The Jabra Elite 45h is more of those fill it, unplug it, forget it type of headphones. Jabra claims 50 hours of battery life on a single charge. In the real world, particularly indoors during the pandemic time and listening to music at controlled volumes, I have still not had to plug in the Elite 45h just yet during this review period, and the battery indicator still shows me more than 50% battery remaining. If that isn’t a testament to the amazing battery stamina, nothing is. There is the fast charge option too—15 minutes of charging for 10 hours of music listening. To be honest, I didn’t splash and dash either, because I really had nowhere to go in a hurry these days. But when you do start hearing out or going to work, this will be more than handy.

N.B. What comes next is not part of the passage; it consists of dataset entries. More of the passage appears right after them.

PR #966, opened 2025-02-12
Fix CI for staging deployment

### LINKED ISSUE #963: Get CI staging deployment working
When the Jenkins CI server went away, we [moved the CI build to Github Actions](https://github.com/azavea/pfb-network-connectivity/pull/903), but it has never actually fully worked, because the scripts expect to get AWS credentials from a profile named `pfb` but there's no such profile configured for the runner.

I'm not sure if it's possible to configure a profile for a Github Actions runner.  If so, doing that, and providing it with a key pair, would be the simplest solution to this.  If not, we'll have to provide credentials some other way and adjust the `cipublish` and `infra` scripts accordingly.

aaronxsu:
## Overview

This PR:
- updates the `infra` script to read in AWS creds related env vars
- updates `docker-compose` file used to update job def of batch jobs to pass in the env vars

### Demo

See the green checkmark of the following GH action job run:

https://github.com/azavea/pfb-network-connectivity/actions/runs/13292649266

Staging ECS tasks were cycled through earlier today

Screenshot 2025-02-12 at 3 58 07 PM

## Testing Instructions

 * Push up a `test` branch and let the GH actions pick up the job
 * The job should succeed
 * A staging deployment should trigger

## Checklist

Resolves #963

### DIFF
--- a/.github/workflows/ci.yml
+++ b/.github/workflows/ci.yml
@@ -32,7 +32,7 @@ jobs:
       - name: CI Build
         run: ./scripts/cibuild
 
-      - uses: aws-actions/configure-aws-credentials@v1
+      - uses: aws-actions/configure-aws-credentials@v4
         with:
           aws-access-key-id: ${{ secrets.AWS_ACCESS_KEY_ID }}
           aws-secret-access-key: ${{ secrets.AWS_SECRET_ACCESS_KEY }}
--- a/deployment/aws-batch/docker-compose.yml
+++ b/deployment/aws-batch/docker-compose.yml
@@ -1,11 +1,12 @@
 services:
   update-job-defs:
-      image: update-job-defs
-      build:
-        context: .
-        dockerfile: Dockerfile
-      environment:
-        - AWS_PROFILE=pfb
-        - AWS_DEFAULT_REGION
-      volumes:
-        - $HOME/.aws:/root/.aws:ro
+    image: update-job-defs
+    build:
+      context: .
+      dockerfile: Dockerfile
+    environment:
+      - AWS_DEFAULT_REGION
+      - AWS_ACCESS_KEY_ID
+      - AWS_SECRET_ACCESS_KEY
+    volumes:
+      - $HOME/.aws:/root/.aws:ro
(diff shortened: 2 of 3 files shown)


.github/workflows/ci.yml
```diff
@@ -32,7 +32,7 @@ jobs:
       - name: CI Build
         run: ./scripts/cibuild
 
-      - uses: aws-actions/configure-aws-credentials@v1
+      - uses: aws-actions/configure-aws-credentials@v4
```
aaronxsu, line 35: This is not the culprit, but updating the version to the latest is nice and does not break anything.

deployment/aws-batch/docker-compose.yml
```diff
@@ -1,11 +1,12 @@
...
-      volumes:
-        - $HOME/.aws:/root/.aws:ro
+    image: update-job-defs
+    build:
+      context: .
+      dockerfile: Dockerfile
+    environment:
+      - AWS_DEFAULT_REGION
+      - AWS_ACCESS_KEY_ID
+      - AWS_SECRET_ACCESS_KEY
```
aaronxsu, line 10: Define in `docker-compose` that the above two vars should be read in from env.

scripts/infra
```diff
@@ -27,7 +27,9 @@ function update_batch_definitions() {
     docker compose build
 
     ENVIRONMENT="${ENVIRONMENT:-staging}"
-    BATCH_ANALYSIS_JOB_NAME_REVISION=$(docker compose run --rm \
+    BATCH_ANALYSIS_JOB_NAME_REVISION=$(AWS_ACCESS_KEY_ID=${AWS_ACCESS_KEY_ID} \
```
aaronxsu, line 30: There might be a better way to pass them in, but we don't use a dotenv file as the env file in `docker-compose`, so this is the most straightforward way to do it I think. Please suggest if there is a more ideal solution!

KlaasH (approved):
This looks good, and it's nice that it's this simple.  As noted in response to your comment in `scripts/infra`, I think the change there isn't needed.

With that change backed out (and assuming an updated test branch still passes), this will be good to go :+1:

aaronxsu:
Thanks for the review. I removed it and pushed up a `test` branch here https://github.com/azavea/pfb-network-connectivity/actions/runs/13395094103. It went through. I updated this branch and will merge after CI.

The Final Word: Why Would You Even Bother About An Alternative Option?

I’ve said it before, and I’ll say it again. There is something instantly likeable about the Jabra Elite 45h headphones. It is the very nice matte black finish? Is it the darker personality which doesn’t have any shiny elements? Is it the comfort level? Is it the sound that comes across as something you’d expect from headphones that cost 2x this? Or is it the incredibly long battery life? And I haven’t even mentioned, again, the fantastic companion app which lets you really tune the sound as you want it. With a price tag of Rs 8,999 for the Jabra Elite 45h, you really don’t need to look for a second option if headphones are what you want, this side of the Rs 10,000 price point.